▶ _What is expected_:
From the entries below, copy every line where the string "definition" appears.

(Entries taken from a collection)
= Beginning of Section =
PR #815, opened 2015-11-29
Do not remove typehints inside a method definition

sroze:
This PR fixes #814 by simply not removing typehints found inside a method definition.

### DIFF
--- a/spec/PhpSpec/CodeAnalysis/TokenizedTypeHintRewriterSpec.php
+++ b/spec/PhpSpec/CodeAnalysis/TokenizedTypeHintRewriterSpec.php
@@ -70,6 +70,39 @@ class TokenizedTypeHintRewriterSpec extends ObjectBehavior
         ');
     }
 
+    function it_do_not_remove_typehints_in_methods()
+    {
+        $this->rewrite('
+        <?php
+
+        class Foo
+        {
+            public function bar(\Foo\Bar $bar)
+            {
+                new class($argument) implements InterfaceName
+                {
+                    public function foo(Foo $foo) {}
+                };
+            }
+        }
+
+        ')->shouldReturn('
+        <?php
+
+        class Foo
+        {
+            public function bar($bar)
+            {
+                new class($argument) implements InterfaceName
+                {
+                    public function foo(Foo $foo) {}
+                };
+            }
+        }
+
+        ');
+    }
+
     function it_removes_typehints_for_multiple_arguments_in_methods()
     {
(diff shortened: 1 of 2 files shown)


stof:
Tests are broken on PHP 7

sroze:
@stof yop yop I'll have a look today

sroze:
= End of Section =
▶ _Solved problem_:
Do not remove typehints inside a method definition
This PR fixes #814 by simply not removing typehints found inside a method definition.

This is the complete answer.